Next generation sequencing (NGS) has revolutionized genomic research, unlocking more secrets in DNA and leading to more transformational uses. As next generation DNA sequencing continues to become the norm, the opportunities to improve human health are boundless.
For the past decade, next generation sequencing has helped to deepen our understanding of genetics. What’s more, technology has helped to reduce the costs and accelerate the discovery of sequencing, both of which have added more uses for this groundbreaking technology.
What is Next Generation Sequencing?
Initial DNA sequencing used a process that is now referred to as first generation sequencing or Sanger sequencing and used a chain-termination methodology. Developed by Frederick Sanger in 1977, chain-termination methods were the preferred choice for sequencing from the 1980s to the early 2000s.
The Sanger approach was known for its reliability and simplicity. As technologies advanced, the time and expense necessary began to decrease. Those advances led to the Human Genome Project, a massive undertaking that united scientists the world over and resulted in the first mapping of the human genetic structure. The project, which cost $3 billion and took 13 years, was completed in 2003.
By contrast, NGS uses a very different technique that has provided exponentially more data while lowering costs. Next generation sequencing refers to several similar techniques that allow DNA and RNA to be sequenced far faster than the Sanger approach. Today, NGS is largely an automated process.
- Higher reproducibility of results
- The use of far less DNA or RNA material. Nanograms are enough
- Previous knowledge about the genome or genomic features is not necessary
- The process allows for resolution of a single nucleotide, allowing for detection of related genes or features
Applications of Next Generation Sequencing
DNA sequencing has led to significant advances in multiple fields of research but has had fewer applications to medicine. However, the potential is there for more usage to identify and treat illnesses.
NGS does have some limitations that are barriers at present to more applicable use. For one, there is the need for infrastructure – computer storage and analysis capacity. There’s also a need for personnel to analyze, interpret and recommend uses of the data collected.
In addition, the sheer volume of data generated needs to be extracted skillfully.
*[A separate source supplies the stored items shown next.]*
PR #133, opened 2015-08-21
Feature/347 :: Load Average Config. Option

jaswsinc:
One commit (https://github.com/websharks/zencache-pro/commit/e767afb823c96e56aa37c611d9c0341707329978) resolves https://github.com/websharks/zencache/issues/347 (pro version only).

---


jaswsinc:
@raamdev I just discovered a bug in this latest update. Fixed in https://github.com/websharks/zencache-pro/commit/39a65d5fcd8cabb3b51f78bd02c9687b290bcf71

raamdev:
@jaswsinc Regarding the note about `sys_getloadavg()` not being available on Windows: Does that mean the "disable cache expiration if the server load is high" feature will not work at all on Windows? If so, the field to enter the load average should not be usable. Also, the description of the feature should be greyed out.

jaswsinc:
> If so, the field to enter the load average should not be usable. Also, the description of the feature should be greyed out.

Correct. Agree.

jaswsinc:
FYI: This branch is running at websharks-inc.com, s2member.com, and zencache.com now.

jaswsinc:
and comment-mail.com

raamdev:
> Correct. Agree.

Besides greying out the description and the text box for this feature in the UI, where else should we disable this feature when running on Windows? Should I add an `&& stripos(PHP_OS, 'win') !== 0` to this conditional? https://github.com/websharks/zencache-pro/blob/e767afb823c96e56aa37c611d9c0341707329978/src/includes/closures/Ac/ObUtils.php#L191

jaswsinc:
> Should I add an && stripos(PHP_OS, 'win') !== 0 to this conditional? https://github.com/websharks/zencache-pro/blob/e767afb823c96e56aa37c611d9c0341707329978/src/includes/closures/Ac/ObUtils.php#L191

You could, yes. However, I believe we have this covered already here. I was shooting for feature detection instead of OS detection if we can; i.e., to check if this function is available instead of checking for the OS. See: https://github.com/websharks/zencache-pro/blob/feature/347/src/includes/closures/Shared/SysUtils.php#L15

**Action Required:** My feeling is that we should do the same in the alert. This check could also include a call to `$this->plugin->sysLoadAverages()` to see if it's empty first, and then check if it is Windows. See: https://github.com/websharks/zencache-pro/blob/feature/347/src/includes/classes/MenuPageOptions.php#L448

As for OS-detection in the rest of the codebase, that should be covered by the fact that `sysLoadAverages()` returns an empty array whenever it is not possible, and all calls to this method anticipate this being the case on some servers; i.e., we only deal with load averages if we have them.

raamdev:
> Action Required: My feeling is that we should do the same in the alert. This check could also include a call to $this->plugin->sysLoadAverages() to see if it's empty first, and then check if it is Windows.

If we check if `!$this->plugin->sysLoadAverages()`, that may also indicate that `sys_getloadavg()` has been disabled or is unavailable on that server, not necessarily that the server is running Windows. In that case, the message that's displayed on the UI should also mention, "or `sys_getloadavg()` is not available or has been disabled on your server.", correct?

jaswsinc:
> If we check if !$this->plugin->sysLoadAverages(), that may also indicate that sys_getloadavg() has been disabled or is unavailable on that server, not necessarily that the server is running Windows.

Exactly.

> In that case, the message that's displayed on the UI should also mention, "or sys_getloadavg() is not available or has been disabled on your server.", correct?

Agree. We could also check for Windows and improve the message by being more OS-specific in the notice that we issue to a site owner, but I think the idea of leaving is generalized is absolute OK also.

raamdev:
## See https://github.com/websharks/zencache-pro/commit/a3386e7bb1bdc5ddf0ccddf3b27c10b8c2742f1b

@jaswsinc Quick review here, please?

## Windows 

`!$this->plugin->sysLoadAverages() && stripos(PHP_OS, 'win') === 0`



## `sys_getloadavg()` not available

`!$this->plugin->sysLoadAverages() && stripos(PHP_OS, 'win') !== 0`

raamdev:
@jaswsinc  Done: https://github.com/websharks/zencache-pro/commit/32e36c66ae51336659c7db9d543f156a53ba73ad

raamdev:
@jaswsinc Maybe the Pro Preview should prevent any of the description text from being greyed out?

raamdev:
In fact we could disable the check altogether when doing a Pro Preview:

```php
$_sys_getloadavg_unavailable = ($this->plugin->isProPreview() ? FALSE : !$this->plugin->sysLoadAverages());
```

jaswsinc:
> In fact we could disable the check altogether when doing a Pro Preview:

Cool. Yeah, that should work.

raamdev:
@jaswsinc Awesome. Thanks for the feedback! :-) Merged!

jaswsinc:
Yay! Thanks for improving that.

Despite those limitations, here are some of the potential uses for clinical treatment and public health:
- Clinical Genetics. Modern sequencing far surpasses Sanger in its ability to detect base changes, deletions and insertions of DNA. The technology can be applied to detect novel mutations and genes that cause diseases. For example, NGS can detect mosaic mutations, which are those that develop post-fertilization and present variably in cells and tissues of a person
- Microbiology. Next-generation sequencing can replace standard approaches to identify pathogens, which could provide better clues about drug sensitivities. This sequencing can also identify the interrelationships of pathogens to each other, leading to better sourcing of the infection outbreaks
- Oncology. Next generation sequencing allows for a deeper, more systemic study of cancer genomes, which may provide for more precise diagnoses and classifications, more clear prognoses and potentially more personalized cancer therapies. For example, the technology could be used to identify mutations in tumors that can then be targeted with more effective therapies
- Pandemic Management. NGS has been used to develop kits used for surveillance during the COVID-19 pandemic. These kits provide an important reference genome that can be compared to other viral genomes
The next chapter of next generation sequencing is yet to be written. It is, however, likely to lead to more discoveries and opportunities to better understand the complexities in our DNA.